High Court orders woman to complete sale of HDB flat. (Straits Times, Wednesday, September 6, 1995)
                                     
                                    A woman who backed out of a deal to sell her five-room HDB flat to a couple has been ordered by the High Court to complete
                                    the sale.
                                     
                                    Justice Warren Khoo said the only reason Madam Chin Mee Yuen had second thoughts about selling the flat was that prices
                                    were going up. The flat is now worth $340,000.
                                     
                                    Madam Chin, unemployed, and her mother, Madam Khiew Wah Ying, 75, were sued by printing supervisor Lock Wee Chan, 38,
                                    and his wife, Madam Teo Bee Choo, 39, for breach of contract to sell them her Tampines flat for $181,000. The couple had made
                                    a deposit of $1,000.
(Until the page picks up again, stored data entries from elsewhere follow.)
PR #1096, opened 2021-04-29
backfill_vaccination_initiated incorrectly added empty time series

TomGoBravo:
This PR fixes a bug in `backfill_vaccination_initiated` that I noticed while working on https://github.com/covid-projections/covid-data-model/pull/1094

`computed_initiated` was being kept even when it was all NA for a location+bucket. This happens when one or both of administered and completed were all NA. The bug cause combined datasets to include a row with a derived tag but no real values. The fix is changing dropna axis param to `0, or ‘index’ : Drop rows which contain missing values.` (from DataFrame.dropna docs).

## Tested

```
./run.py data update
```
shows 2533 dropped empty `vaccinations_initiated` for various buckets that all have derived tag `{}`.

### DIFF
--- a/libs/datasets/vaccine_backfills.py
+++ b/libs/datasets/vaccine_backfills.py
@@ -92,7 +92,7 @@ def backfill_vaccination_initiated(dataset: MultiRegionDataset) -> MultiRegionDa
 
     # Compute and keep only time series with at least one real value
     computed_initiated = administered - completed
-    computed_initiated = computed_initiated.dropna(axis=1, how="all")
+    computed_initiated = computed_initiated.dropna(axis=0, how="all")
     # Keep the computed initiated only where there is not already an existing time series.
     computed_initiated = computed_initiated.loc[
         ~computed_initiated.index.isin(existing_initiated.index)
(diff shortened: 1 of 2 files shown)


libs/datasets/vaccine_backfills.py
```diff
@@ -92,7 +92,7 @@ def backfill_vaccination_initiated(dataset: MultiRegionDataset) -> MultiRegionDa
 
     # Compute and keep only time series with at least one real value
     computed_initiated = administered - completed
-    computed_initiated = computed_initiated.dropna(axis=1, how="all")
+    computed_initiated = computed_initiated.dropna(axis=0, how="all")
```
mikelehen, line 95: Out of curiosity, any reason to prefer the opaque `0` / `1` constants over the more descriptive `index` / `columns`?

mikelehen (approved):

libs/datasets/vaccine_backfills.py
TomGoBravo: The value for the axis parameter often doesn't make sense to me (does 'index', 'all' mean the values in every index offset must be na to drop a column OR it iterates over the index checking all the columns?) so I started using something more obscure in hopes that I'd be careful. Clearly failed here.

                                     
                                    Last Thursday, Justice Khoo found in his judgment that a contract had been concluded for the sale of the property. He
                                    rejected Madam Chin's evidence that she had been persuaded by the agent to sign a blank sale and purchase agreement.
                                     
                                    The couple saw the flat and offered to buy it for $181,000 on March 24, 1993. Mr Lock handed a $1,000 deposit to the
                                    agent after Madam Chin agreed to the price.
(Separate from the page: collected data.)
PR #170, opened 2018-02-23
Partial refactor of code base

MrMeemus:
Changes made:

**Argument handling**
- Moved from click to argparse. Still retaining click for it's echo via pager API.
- All objects are accessed via the namespace object generated by argparser.
- Arg parse can handle defaults better, no longer requiring explicit checks to set another option. 
   Example: If no server is passed in, we automatically target master. This reduced checks and centralizes all options into a single file.

**Tests**
- Tests have been updated to handle options via a namespace object. This allows each test method to express what options to toggle along with retaining default values. 
 - All mssql client and option creations are centralized and no longer need explicitly set values on all calls unless a non default option is necessary. This is evident in test_mssqlcliclient.py and test_rowlimit.py

**Miscellaneous**
- Methods were renamed for readability.
- Added additional layers of abstraction for readability.
- Messages logged are trimmed since some did not provide additional value.
- Updated mssqlcliclient to support a shallow clone method.
- Mssqlcliclient has private methods added to abstract away the connection and query execution API.
- sqltoolsclient API are expressed in a class variable so as to avoid any hardcoded JSON RPC calls.
- lower case all action for build.py for robustness.

### DIFF
--- a/build.py
+++ b/build.py
@@ -141,8 +141,9 @@ if __name__ == '__main__':
     actions = sys.argv[1:] or default_actions
 
     for action in actions:
-        if action in targets:
-            targets[action]()
+        current_action = action.lower()
+        if current_action in targets:
+            targets[current_action]()
         else:
-            print('{0} is not a supported action'.format(action[1]))
+            print('{0} is not a supported action'.format(current_action[1]))
             print('Supported actions are {}'.format(list(targets.keys())))
--- a/build.py
+++ b/build.py
@@ -128,6 +128,14 @@ def test():
     integration_test()
 
 
+def validate_actions(user_actions, valid_targets):
+    for user_action in user_actions:
+        if user_action.lower() not in valid_targets.keys():
+            print('{0} is not a supported action'.format(user_action))
+            print('Supported actions are {}'.format(list(valid_targets.keys())))
+            sys.exit(1)
+
+
 if __name__ == '__main__':
     default_actions = ['build', 'unit_test']
 
@@ -140,10 +148,7 @@ if __name__ == '__main__':
     }
     actions = sys.argv[1:] or default_actions
 
+    validate_actions(actions, targets)
+
     for action in actions:
-        current_action = action.lower()
-        if current_action in targets:
-            targets[current_action]()
-        else:
-            print('{0} is not a supported action'.format(current_action[1]))
-            print('Supported actions are {}'.format(list(targets.keys())))
+        targets[action]()
--- a/mssqlcli/main.py
+++ b/mssqlcli/main.py
@@ -58,9 +58,9 @@ except ImportError:
 from collections import namedtuple
 
 # mssql-cli imports
-from mssqlcli.mssqlclioptionsparser import get_parser
+from mssqlcli.mssqlclioptionsparser import create_parser
 from mssqlcli.sqltoolsclient import SqlToolsClient
-from mssqlcli.mssqlcliclient import MssqlCliClient, reset_connection_and_clients
+from mssqlcli.mssqlcliclient import MssqlCliClient, generate_owner_uri
 from mssqlcli.packages import special
 import mssqlcli.telemetry as telemetry_session
 
@@ -316,8 +316,7 @@ class MssqlCli(object):
             # Right now the sql_tools_service process is killed and we restart
             # it with a new connection.
             click.secho(u'Cancelling query...', err=True, fg='red')
-            reset_connection_and_clients(self.sqltoolsclient,
-                                         self.mssqlcliclient_main)
+            self.reset_connection()
             logger.debug("cancelled query, sql: %r", text)
             click.secho("Query cancelled.", err=True, fg='red')
 
@@ -505,7 +504,7 @@ class MssqlCli(object):
             exit(1)
 
         for rows, columns, status, sql, is_error in \
-                self.mssqlcliclient_main.execute_multi_statement(text):
+                self.mssqlcliclient_main.execute_query(text):
             total = time() - start
             if self._should_show_limit_prompt(status, rows):
                 click.secho('The result set has more than %s rows.'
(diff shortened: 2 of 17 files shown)


build.py
```diff
@@ -141,8 +141,9 @@ def test():
     actions = sys.argv[1:] or default_actions
 
     for action in actions:
-        if action in targets:
-            targets[action]()
+        current_action = action.lower()
+        if current_action in targets:
+            targets[current_action]()
```
pensivebrian: I think we should validate all actions and fail before we execute any action.

mssqlcli/mssqlclioptionsparser.py
```diff
@@ -0,0 +1,159 @@
...
+
+MSSQL_CLI_USER = u'MSSQL_CLI_USER'
+MSSQL_CLI_PASSWORD = u'MSSQL_CLI_PASSWORD'
+MSSQL_CLI_DATABASE = u'MSSQL_CLI_DATABASE'
+MSSQL_CLI_SERVER = u'MSSQL_CLI_SERVER'
+MSSQL_CLI_ROW_LIMIT = u'MSSQL_CLI_ROW_LIMIT'
+MSSQL_CLI_RC = u'MSSQL_CLI_RC'
+
+
+def initialize():
```
pensivebrian: We have two public methods that do the same thing: initialize and get_parser. Can we have a single method: create_parser?

mssqlcli/mssqlclioptionsparser.py
```diff
@@ -0,0 +1,159 @@
...
+    args_parser.add_argument(
+        u'--prompt',
+        dest=u'prompt',
+        metavar=u'',
+        help=u'Prompt format (Default: \\d> ')
+
+    return args_parser
+
+
+def get_parser():
```
pensivebrian: get_parser implies we are returning an existing instance. Since were creating a new one each call, I'd prefer we name this create_parser or build_parser.

mssqlcli/mssqlcliclient.py
```diff
@@ -335,19 +342,19 @@ def reset_connection_and_clients(sql_tools_client, *mssqlcliclients):
...
+            mssqlcli_client.is_connected = False
+            mssqlcli_client.owner_uri = generate_owner_uri()
+            if not mssqlcli_client.connect_to_database():
+                click.secho('Unable reconnect to server {0}; database {1}.'.format(mssqlcli_client.server_name,
+                                                                                   mssqlcli_client.database),
+                            err=True, fg='yellow')
+                logger.info(u'Unable to reset connection to server {0}; database {1}'.format(
+                    mssqlcli_client.server_name,
+                    mssqlcli_client.database))
                 exit(1)
```
pensivebrian: I think this logic can be moved into a reset instance method.

mssqlcli/mssqlcliclient.py
```diff
@@ -335,19 +342,19 @@ def reset_connection_and_clients(sql_tools_client, *mssqlcliclients):
     try:
         sql_tools_client.shutdown()
         new_tools_client = SqlToolsClient()
```
pensivebrian: A client should not reinitialize the sqltoolsservice process. Can we move this a reset method in the sqltoolsclient client?

mssqlcli/mssqlcliclient.py
```diff
@@ -23,83 +23,143 @@ def generate_owner_uri():
...
+    def connect_to_database(self):
+        connection_params = self.get_base_connection_params()
+        connection_params = self.add_optional_connection_params(connection_params)
+
+        owner_uri, error_messages = self._execute_connection_request_with(connection_params)
+
+        return owner_uri, error_messages
+
+    def execute_multi_statement(self, query):
+        # Try to run first as special command
```
pensivebrian: From and API standpoint, it would be nice if we had a single public method to execute on or more statements: execute_query. So execute_single_statement would become private. Any downside to this?

pensivebrian:
> class MssqlCli(object):

What do you think about moving MssqlCli into it's own file?

---
Refers to: mssqlcli/main.py:102 in 4eb4555. [](commit_id = 4eb4555268f2cca9066261808de811bd069f2ccb, deletion_comment = False)

pensivebrian:
>     """

I think this operation should be moved to the MssqlCli object.

---
Refers to: mssqlcli/mssqlcliclient.py:338 in 4eb4555. [](commit_id = 4eb4555268f2cca9066261808de811bd069f2ccb, deletion_comment = False)

MrMeemus:
@pensivebrian , YES I WANT TO MOVE MSSQLCLI INTO IT's OWN FILE :) , I can do this on the side as I'm prioritizing the packaging work now.

mssqlcli/mssqlcliclient.py
MrMeemus: Agreed, no downsides other then background queries will run through additional code path but it wouldn't be harmful.

---
In reply to: [170340117](https://github.com/dbcli/mssql-cli/pull/170#discussion_r170340117) [](ancestors = 170340117)

mssqlcli/main.py
```diff
@@ -623,13 +559,38 @@ def _handle_server_closed_connection(self):
...
-                reset_connection_and_clients(self.sqltoolsclient,
-                                             self.mssqlcliclient_query_execution)
+                self.reset_connection()
 
                 click.secho('Reconnected!\nTry the command again.', fg='green')
             except Exception as e:
                 click.secho(str(e), err=True, fg='red')
 
+    def reset_connection(self):
+        """
```
pensivebrian: Maybe just call this reset?

pensivebrian: If you change this, please update the method name in the logging below.

---
In reply to: [170392798](https://github.com/dbcli/mssql-cli/pull/170#discussion_r170392798) [](ancestors = 170392798)

mssqlcli/main.py
```diff
@@ -623,13 +559,38 @@ def _handle_server_closed_connection(self):
...
+        Reset mssqlcli client with a new sql tools service and connection.
+        """
+        try:
+            self.sqltoolsclient.shutdown()
+            self.sqltoolsclient = SqlToolsClient()
+
+            self.mssqlcliclient_main.sql_tools_client = self.sqltoolsclient
+            self.mssqlcliclient_main.is_connected = False
+            self.mssqlcliclient_main.owner_uri = generate_owner_uri()
+
```
pensivebrian: I feel like we should clone the existing mssqlclient such that we know we're in a clean state.

MrMeemus: agreed, I like that idea. Will add it next.

---
In reply to: [170394199](https://github.com/dbcli/mssql-cli/pull/170#discussion_r170394199) [](ancestors = 170394199)

pensivebrian:
:shipit:  Awesome! I really like how things cleaned things up.

abhisheksinha89:
Can we file a GitHub issue to completely remove click once we are done with refactoring?

mssqlcli/main.py
MrMeemus: It sounds more intuitive to have reset_connection because that is explicitly resetting, what do you think? 

Having just reset can imply a lot of options to be reset for MssqlCli.

---
In reply to: [170392798](https://github.com/dbcli/mssql-cli/pull/170#discussion_r170392798) [](ancestors = 170392798)

MrMeemus:
@abhisheksinha89  https://github.com/dbcli/mssql-cli/issues/171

                                     
                                    The agreement was signed. Madam Khiew signed it three days later and the $1,000 cheque was handed to Madam Chin. She
                                    banked the cheque two days later.
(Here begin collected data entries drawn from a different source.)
PR #173, opened 2018-03-01
Ron/mssqlcli refactor

MrMeemus:
- Moved MssqlCli into it's own file (__init__.py).
- Created a mssqlutils module that has the static methods used by MssqlCli.
- Removed unused static methods such as is_mutating_cmd, etc.
- Renamed mssqlutils that was used by tests to mssqltestutils.
- Moved telemetry session server log to main.py as MssqlCli should not be aware of a telemetry object.


mssqlcli/__init__.py
```diff
@@ -1 +1,638 @@
...
+    'OutputSettings',
+    'table_format dcmlfmt floatfmt missingval expanded max_width case_function'
+)
+OutputSettings.__new__.__defaults__ = (
+    None, None, None, '<null>', False, None, lambda x: x
+)
+
+
+class MssqlCli(object):
+
```
pensivebrian: Do we have to put this in __init__.py? I'd rather see it in mssqlcli.py

abhisheksinha89: Yea putting stuff in init.py is misleading IMO. Agree with Brian

---
In reply to: [171445777](https://github.com/dbcli/mssql-cli/pull/173#discussion_r171445777) [](ancestors = 171445777)

mssqlcli/mssqlutils.py
```diff
@@ -0,0 +1,110 @@
...
+        if first_token.lower() in ('alter', 'create', 'drop'):
+            return True
+    except Exception:
+        return False
+
+    return False
+
+
+def has_change_db_cmd(query):
+    """Determines if the statement is a database switch such as 'use' or '\\c'
```
pensivebrian: My preference... if a method is only used in one file, define the method that file. In this case, has_changed_db_cmd is only used by MssqlCli, so I think it should be there.

pensivebrian: This may apply to other methods in this file.

---
In reply to: [171446837](https://github.com/dbcli/mssql-cli/pull/173#discussion_r171446837) [](ancestors = 171446837)

MrMeemus:
Refactored based on comments. I moved MssqlCli into mssql_cli.py because when I named it mssqlcli there was a issue with telelemtry upload where it would try to resolve mssqlcli.config from the module rather than the package level. We can refactor this later, it's just not as a high priority for now.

                                     
                                    About a month later, Madam Chin told Mr Lock that she was not going ahead with the sale, and offered to pay him liquidated
                                    damages.
                                     
                                    Justice Khoo rejected Madam Chin's evidence that when she and her mother signed the agreement, all the blanks had not
                                    been filled in.
                                     
                                    But in her affidavit, filed in May last year, she stated that the buyer's names and price had not been filled in. "No
                                    attempt was made to clarify these apparent and rather significant inconsistences," he said.
                                     
                                    He could not help but think that Madam Chin had been "improvising and improving" her story as she went along.
                                     
                                    Madam Chin, he said, struck him as a shrewed woman. He felt that she would not have accepted the $1,000 cheque, let alone
                                    bank it in, if all the essential details had not been agreed upon and inserted in the form.
                                     
                                    Justice Khoo accepted Mr Lock's evidence that, a few days after the contract was concluded on April 1, the HDB amended
                                    its sregulations, liberalising the use of Central Provident Fund money to buy HDB flat.
                                     
                                    The judge said it was clearly a misconce8ived notion for Madam Chin to think that she had the right to back out of the
                                    agreement by paying liquidated damages.
                                     
                                    He ordered that the flat be transferred to the couple within three months against payment of the purchase price minus
                                    the $1,000 deposit.  He also awarded costs to the couple.